White-Gluz also released a statement saying: "I am very honored and happy to announce a new chapter in my life and musical career. Wages of Sin was the first metal album I ever bought, and it was love at first listen. It is not often that you get a phone call from your favorite band asking you to join! I am thrilled to have the opportunity to work with such amazingly talented musicians whom I also consider great friends. I look forward to being able to write and perform at a whole new level now with Arch Enemy! Music is forever, metal is limitless and this is only the beginning!"

During Arch Enemy's North American tour in support of their album War Eternal, guitarist Nick Cordle left the band on 10 November 2014. Specifically, he left the stage with only a few songs remaining in the set during the show at San Francisco's Regency Ballroom. Christopher Amott temporarily re-joined the band for the remainder of the tour, while famed guitarist Jeff Loomis (formerly of Nevermore) was announced as the official replacement and joined the band for their European tour with Kreator and subsequent events.

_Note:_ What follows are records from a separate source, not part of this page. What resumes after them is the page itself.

Issue #293, opened 2014-09-06
Shouldn't Model inherit properties from Base?


fabien:
Currently, a model definition does not contain the properties of a base model:

```javascript
var User = ds.define('User', {name: String});
var Customer = ds.define('Customer', {vip: Boolean}, {base: 'User'});
console.log(Customer.definition.properties['name']); // undefined
```

PR #436, opened 2015-02-07
Make sure base properties/settings are merged into the submodel

raymondfeng:
/to @ritch or @bajtos 
/cc @fabien 

See https://github.com/strongloop/loopback-datasource-juggler/issues/293


bajtos:
LGTM.

PR #439, opened 2015-02-10
Remove workaround for perfomance degradation in should.js

btd:
it is not very important PR (so if you like how it is working now, feel free to close it), just wanted to point that perfomance degradation was fixed (i am ashamed that i have not noticed this before).


slnode:

PR #443, opened 2015-02-12
Always use findOrCreate when creating a through model

clarkorz:
fix a problem that mentioned in strongloop/loopback-connector-mongodb#92

Notes:
1. The earlier commits add `.editorconfig`, I have separated the changes to a standalone commit beside the real patch 
2. I don't see the necessary to add new tests since they have already covered, and pass tests of strongloop/loopback-connector-mongodb#92
3. to @raymondfeng , although this PR fix the id problem, but for a `HasManyThrough#create`, it does **create** a **new** model every time, hence the through model will always been **created**, it would never been **found**. So the query is unnecessary if the connector doesn't support optimized `findOrCreate`. Is that ok?

### DIFF
--- a/lib/relation-definition.js
+++ b/lib/relation-definition.js
@@ -954,13 +954,14 @@ HasManyThrough.prototype.create = function create(data, done) {
     var fk2 = keys[1];
 
     function createRelation(to, next) {
-      var d = {};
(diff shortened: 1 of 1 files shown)


clarkorz:
@raymondfeng please review. I think current tests have already covered so I don't add new test for this PR.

New project Black Earth (2016–2017) 
On 22 January 2016, the founding members of Arch Enemy formed a side project named Black Earth. Consisting of former members Liiva and Christopher Amott, and current members Daniel Erlandsson, Michael Amott, and Sharlee D'Angelo, the band played a sold out Japan tour in May 2016 to celebrate the 20th anniversary of both Arch Enemy and the release of their debut album, Black Earth, they only performed songs from the band's first three albums.

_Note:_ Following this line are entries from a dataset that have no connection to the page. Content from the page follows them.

PR #435, opened 2015-02-06
Add an optional `options` argument to all CRUD methods

raymondfeng:
/to @bajtos @ritch 

This PR adds an optional `options` argument to all CRUD methods to make the APIs consistent. Some of them already start to take the `options` object after @bajtos implemented the intent-based hooks.

With the `options` argument, it's now possible to pass in more flags, such as `cascadeDelete`. 

Please note the connectors are yet to support the extra `options` argument.

PR #447, opened 2015-02-16
Promises Support

partap:
Added transparent support for Promises in the loopback model methods as suggested by @bajtos in strongloop/loopback#418.

I tried to leave the existing functionality intact as much as possible.  All of the original unit tests pass with my mods.

The code for the core methods is done and I've added tests to manipulation.test.js for the promise variants.  The code for the related models is in there but is mostly untested right now.

I didn't do anything with EmbedsMany for now because most of the methods have an implicit synchronous mode when you leave off the callback.  Will probably have to make explicit async versions. 

Thanks to @raymondfeng and @shlomiassaf for helping locate code for core methods related models!

### DIFF
--- a/lib/utils.js
+++ b/lib/utils.js
@@ -9,8 +9,10 @@ exports.defineCachedRelations = defineCachedRelations;
 exports.sortObjectsByIds = sortObjectsByIds;
 exports.setScopeValuesFromWhere = setScopeValuesFromWhere;
 exports.mergeQuery = mergeQuery;
+exports.createPromiseCallback = createPromiseCallback;
 
 var traverse = require('traverse');
+var Promise = require('bluebird');
 
 function safeRequire(module) {
   try {
@@ -340,3 +342,16 @@ function sortObjectsByIds(idName, ids, objects, strict) {
   
   return heading.concat(tailing);
 };
+
+function createPromiseCallback() {
+  var cb;
+  var promise = new Promise(function (resolve, reject) {
+    cb = function (err, data) {
+      if (err) return reject(err);
+      return resolve(data);
+    };
+  });
+  cb.promise = promise;
+  return cb;
+}
+
--- a/lib/utils.js
+++ b/lib/utils.js
@@ -9,20 +9,9 @@ exports.defineCachedRelations = defineCachedRelations;
 exports.sortObjectsByIds = sortObjectsByIds;
 exports.setScopeValuesFromWhere = setScopeValuesFromWhere;
 exports.mergeQuery = mergeQuery;
-exports.createPromiseCallback = createPromiseCallback;
+exports.createPromiseCallback = createPromiseCallback
 
 var traverse = require('traverse');
-var debug = require('debug')('loopback:utils');
-
-if (typeof Promise === 'undefined') {
-  try {
-    var Promise = require('bluebird');
-  } catch (e) {
-    console.log('Run npm install bluebird to enable Promises in loopback.')
-  }
-}
-
-
 
 function safeRequire(module) {
   try {
@@ -78,7 +67,7 @@ function mergeQuery(base, update, spec) {
   }
   spec = spec || {};
   base = base || {};
-
+  
   if (update.where && Object.keys(update.where).length > 0) {
     if (base.where && Object.keys(base.where).length > 0) {
       base.where = {and: [base.where, update.where]};
@@ -97,38 +86,38 @@ function mergeQuery(base, update, spec) {
       base.include[update.include] = saved;
     }
   }
-
+  
   if (spec.collect !== false && update.collect) {
     base.collect = update.collect;
   }
-
+  
   // Overwrite fields
   if (spec.fields !== false && update.fields !== undefined) {
     base.fields = update.fields;
   } else if (update.fields !== undefined) {
     base.fields = [].concat(base.fields).concat(update.fields);
   }
-
+  
   // set order
   if ((!base.order || spec.order === false) && update.order) {
     base.order = update.order;
   }
-
+  
   // overwrite pagination
   if (spec.limit !== false && update.limit !== undefined) {
     base.limit = update.limit;
   }
-
+  
   var skip = spec.skip !== false && spec.offset !== false;
-
+  
   if (skip && update.skip !== undefined) {
     base.skip = update.skip;
   }
-
+  
   if (skip && update.offset !== undefined) {
     base.offset = update.offset;
   }
-
+  
   return base;
 }
 
@@ -323,16 +312,16 @@ function sortObjectsByIds(idName, ids, objects, strict) {
   ids = ids.map(function(id) {
       return (typeof id === 'object') ? String(id) : id;
   });
-
+  
   var indexOf = function(x) {
     var isObj = (typeof x[idName] === 'object'); // ObjectID
     var id = isObj ? String(x[idName]) : x[idName];
     return ids.indexOf(id);
   };
-
+  
   var heading = [];
   var tailing = [];
-
+  
   objects.forEach(function(x) {
     if (typeof x === 'object') {
       var idx = indexOf(x);
@@ -340,7 +329,7 @@ function sortObjectsByIds(idName, ids, objects, strict) {
       idx === -1 ? tailing.push(x) : heading.push(x);
     }
   });
-
+  
   heading.sort(function(x, y) {
     var a = indexOf(x);
     var b = indexOf(y);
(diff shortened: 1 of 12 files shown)


slnode:

partap:
I used petkaantonov/bluebird because that's what I'm most familiar with, but I tried to keep the use as simple as possible so it will work with other promises/a+ libraries as well.  

Might want to use a smaller library or make the bluebird dependency optional for non-promise users...

slnode:

partap:
oops.

partap:
Oh wow, I didn't even realize that Promises were native in io.js until just now...

partap:
A lot of problems with the scope access... I will upload a new patch shortly.

partap:
More relation tests included now.  HasManyThrough relation was using "done" instead of "cb" so I missed promisifying those methods the first time.

Looking good now, for the most part...I'm done testing hasMany and hasManyThrough.

Also, a bunch of my tests were broken before because they didn't explicitly return the nested promises.  Coffeescript making me lazy I guess :-/

lib/utils.js
```diff
@@ -9,8 +9,10 @@ exports.defineCachedRelations = defineCachedRelations;
 exports.sortObjectsByIds = sortObjectsByIds;
 exports.setScopeValuesFromWhere = setScopeValuesFromWhere;
 exports.mergeQuery = mergeQuery;
+exports.createPromiseCallback = createPromiseCallback;
 
 var traverse = require('traverse');
+var Promise = require('bluebird');
```
raymondfeng: Can we check if the global `Promise` exists (`typeof Promise !== undefined`) and use `bluebird` as the fallback? For example, iojs already supports `Promise` natively.

raymondfeng:
@partap Great effort! Thank you for contributing. It looks good in general. I'll leave the in-depth review to @bajtos.

shlomiassaf:
@partap +1

pandaiolo:
Nice, I'll definitely use this +1 @partap

shlomiassaf:
@partap, @raymondfeng 

I will take this as an example, but it might exist elsewhere.

The original SL code assumes a CB parameter is mandatory.
It must be the last  parameter, last from total of 2 to 4, but it must be.

Adding `Promise` support changes the assumption hence might change the logic.

Look [here](https://github.com/partap/loopback-datasource-juggler/blob/5cadb2057644de7e403fdf1db50b7c15838f4d92/lib/dao.js#L1500-L1513)

```
DataAccessObject.update =
DataAccessObject.updateAll = function (where, data, options, cb) {
  if (stillConnecting(this.getDataSource(), this, arguments)) return;

  assert(arguments.length >= 1, 'At least one argument is required');
  if (options === undefined && cb === undefined) {
    if (typeof data === 'function') {
      // updateAll(data, cb);
      cb = data;
      data = where;
      where = {};
    }
  } else if (cb === undefined) {
    if (typeof options === 'function') {
      // updateAll(query, data, cb)
      cb = options;
      options = {};
    }
  }

  data = data || {};
  options = options || {};

  assert(typeof where === 'object', 'The where argument must be an object');
  assert(typeof data === 'object', 'The data argument must be an object');
  assert(typeof options === 'object', 'The options argument must be an object');

```

Now there is a case where  `(options === undefined && cb === undefined)`
But also __data ===  undefined__

This situation is not handled in the logic since it was not possible.
Now, after the `assert` change it is possible.

Now, if this situation happen it will cause `data` to be undefined, luckily fail the double check in the next assert test.

You need to handle it.

lib/utils.js
bajtos: +1, use global `Promise` when it's available. See https://github.com/strongloop/strong-remoting/pull/179

bajtos: Actually, I don't like the idea of shipping "bluebird" with loopback-datasource-juggler. We should let the user to decide what promise implementation he wants to use and always use `global.Promise`.

There are several options how can `createPromiseCallback` handle the case when `global.Promise` is not defined:
 1. Throw an error explaining the problem. Problem: this is a breaking change, as `User.create(data)` will now throw even though the user does not care about the result of the operation.
 2. Return a no-op callback (same as now) without a promise. Problem: user will get a runtime error while accessing `.then` of undefined, it is totally not clear how to fix the problem.
 3. Return a no-op callback with a dummy promise-like object that throws when `.then` or `.catch` is called.

I am proposing to go with the third option, as it is backward compatible and allows us to print a helpful error message.

A mock implementation:

```js
function createPromiseCallback() {
  var cb;

  if (!global.Promise) {
    cb = function(){};
    cb.promise = {};
    Object.defineProperty(cb.promise, 'then', { get: throwPromiseNotDefined });
    Object.defineProperty(cb.promise, 'catch', { get: throwPromiseNotDefined });
    return cb;
  }

  var promise = new Promise(function (resolve, reject) {
    cb = function (err, data) {
      if (err) return reject(err);
      return resolve(data);
    };
  });
  cb.promise = promise;
  return cb;
}

function throwPromiseNotDefined() {
  throw new Error(
    'Your Node runtime does support ES6 Promises. ' +
    'Set "global.Promise" to your preferred implementation of promises.');
}
```

bajtos:
@pandaiolo Thank you for the pull request, you did a great job!

The change set is huge and thus challenging to review. Can you please split this patch into multiple smaller pull requests? For example, the first PR can add promise support to DAO methods and include infrastructure changes like `util. createPromiseCallback`. The second can add promises to datasource methods, the third to relations, etc. It will also make it easier for us to split the task of reviewing the changes in detail, e.g. I am comfortable with reviewing DAO methods, but I need another pair of eyes to review relation methods, because I am not familiar with them.

lib/utils.js
bajtos: #449 was landed, please rebase on top of the current master and remove the infrastructure changes that are no longer needed.

partap: Should I take bluebird out of the npm dependencies?  Or add it to optionalDependencies, maybe?

bajtos: Take it out of npm dependencies, see #449.

partap:
@raymondfeng Thanks! 

I've just wanted promise support in this library for so long, especially for related models... It was actually relatively easy once I knew where to look in the codebase.  Most methods only needed 2-3 lines added/changed.  
Testing was time-consuming, and revealed some special cases, but actually stepping through them and reading the code has given me a deeper understanding of how the library works behind the scenes, which is a plus for me.

partap:
Hmm...github is saying there are merge conflicts now....

I just pulled master ... 

@bajtos It looks like we both modified utils.js for native Promise support in different ways.  I resolved it with your version, so it should be ok now... hope it didn't make too much of a mess in the commits.

partap:
@bajtos 
I just noticed your comment above about splitting this into multiple pull requests...  

I'll see what I can do...might be a bit complicated.
I guess the way to go would be to reset my local repo to the current master, and commit my working directory changes into multiple new branches?  The related models would need to branch off the DataAccessObject branch...

partap:
@shlomiassaf Hmm, looks like you're right...thanks!  There wasn't a test for that case.

And yes, there were several methods with this type of argument resolution issue... I got all the ones that were flagged by the unit tests, but it's possible there are more that I missed...

partap:
@shlomiassaf @raymondfeng 
I rewrote the section based on `arguments.length` rather than `*arg* === undefined`.  I think it's easier to follow that way.  Also I think it might better handle the case where an undefined variable is passed in by mistake , e.g.:
```
MyModel.updateAll(where, data)
```
if  `data` is undefined, and I was just checking for `data === undefined && options === undefined && cb === undefined`, it  could overwrite the entire dataset with the `where` values...

raymondfeng:
@partap We check `undefined` instead of `arguments.length` by intention. See @bajtos's comment in https://github.com/strongloop/loopback-datasource-juggler/pull/435

partap:
@raymondfeng Hmm... I see what you mean.  I actually ran into that exact problem in one of the scope methods that was using `arguments.length`.

This particular method is tricky though... 3 possible object args with the only required one in the middle.
I could switch it back to checking `undefined`, but with a special `arguments.length` check for that potentially disastrous situation.

partap:
@bajtos @raymondfeng 
I rebased and separated the code for DAO and related models... closing this PR now.

bajtos:
> Hmm...github is saying there are merge conflicts now....
> I just pulled master ...

When pulling changes from master, you need to rebase your branch on top of the master (`git pull --rebase && git push -f`). By default, `git pull` runs merge and creates a merge commit, which messes up the commit history.

> I'll see what I can do...might be a bit complicated.
> I guess the way to go would be to reset my local repo to the current master, and commit my working directory changes into multiple new branches? The related models would need to branch off the DataAccessObject branch...

Here is what I would do: create a new feature branch for DAO, base it on top of the current master from strongloop/loopback-datasource-juggler. Then you can run `git cherry-pick {sha}` to copy the commits relevant to DAO from this all-in-one branch into your new per/area branch.

partap:
@bajtos 
Yeah, I figured it out...just make sure nobody bases anything on *this* branch, I guess  :)

New PRs:
https://github.com/strongloop/loopback-datasource-juggler/issues/451
https://github.com/strongloop/loopback-datasource-juggler/issues/452

partap:
@raymondfeng 
1. Yeah, my bad...I saw the typo right after I pushed it.  It's fixed now.
2. The extra check is to guard against the case of `updateAll(where, data)`, where `data` is an uninitialized variable.  I'm thinking it would be preferable for a bug in somebody's code to do nothing rather than accidentally overwrite the entire data set with the `where` conditions...

partap:
Actually, I could put the same check into the second case:
`if (typeof data === 'function' && arguments.length === 2)`

I'm done with this branch though...

partap:
I've got a new rebased branch that contains the full Promises patch (DAO and related). 
https://github.com/partap/loopback-datasource-juggler/tree/promises-rebase
Any updates will be propagated through the separate DAO and Related branches for their respective PRs....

Will to Power (2017–2019) 
On 26 August 2016, it was announced that Arch Enemy was working on their tenth studio album which would be released in 2017. On 22 May 2017, the band revealed that the album would be entitled Will to Power, to be released on 8 September 2017 by Century Media Records. 

The first single, "The World Is Yours", was released on 14 July 2017, along with a music video that gained more than 1.1 million views on YouTube in the first two days. 

On 2 August 2017, the band announced a co-headlining North American tour with Trivium in fall 2017 with While She Sleeps and Fit for an Autopsy as support acts.

In an October 2018 interview, Michael Amott announced that he has been "writing a little bit here and there" and has "a few new ideas" for the next Arch Enemy album.

Covered in Blood (2019) 
On 18 January 2019, Arch Enemy released "Covered in Blood", a compilation album of songs covered over the years.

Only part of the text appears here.